== Working data

Issue #542, opened 2022-09-02
Add a code of conduct page


raprasad:
Use the GitHub code of conduct template/instructions
  - Github instructions: https://docs.github.com/en/communities/setting-up-your-project-for-healthy-contributions/adding-a-code-of-conduct-to-your-project
  - OpenDP, current code: https://opendp.org/code-conduct

---

- github default for contributors: https://www.contributor-covenant.org/version/2/0/code_of_conduct.html

PR #1641, opened 2024-05-22
Create CODE_OF_CONDUCT.md

raprasad:
Code of conduct for:
- #542

### DIFF
--- a/CODE_OF_CONDUCT.md
+++ b/CODE_OF_CONDUCT.md
@@ -1,0 +1,128 @@
+# Contributor Covenant Code of Conduct
+
+## Our Pledge
+
+We as members, contributors, and leaders pledge to make participation in our
+community a harassment-free experience for everyone, regardless of age, body
+size, visible or invisible disability, ethnicity, sex characteristics, gender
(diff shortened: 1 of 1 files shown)


mccalluc (commented):
- Would it be worth setting up an email account separate from info@opendp.org to handle this?
- Do we know who the "community leaders" are? Who responds if we do receive something? If it's not one of the groups here https://opendp.org/our-people, could we add a section for the "community leaders"?

As much as this Code of Conduct sets expectations for contributors, I think it also commits us to respond clearly, quickly, and consistently. Are we set up for that?

raprasad (commented):
- Adapt the Django conduct enforcement manual
- Need people in place, exec committee approval

mccalluc:
Also, might be obvious, but any reports should be treated with care: I'll not sure who gets cc'd on the `info` emails, but it could be easy to forget that it also is used for this.

And, as long as we're under Harvard, should the Title IX Office be mentioned as another route for addressing complaints?

mccalluc:
- close in favor of #1905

====

▶ **Your task**:
List the lines of the material in which the word "contributors" occurs.

▶ **Answer to this exercise**:
- github default for contributors: https://www.contributor-covenant.org/version/2/0/code_of_conduct.html
+We as members, contributors, and leaders pledge to make participation in our
As much as this Code of Conduct sets expectations for contributors, I think it also commits us to respond clearly, quickly, and consistently. Are we set up for that?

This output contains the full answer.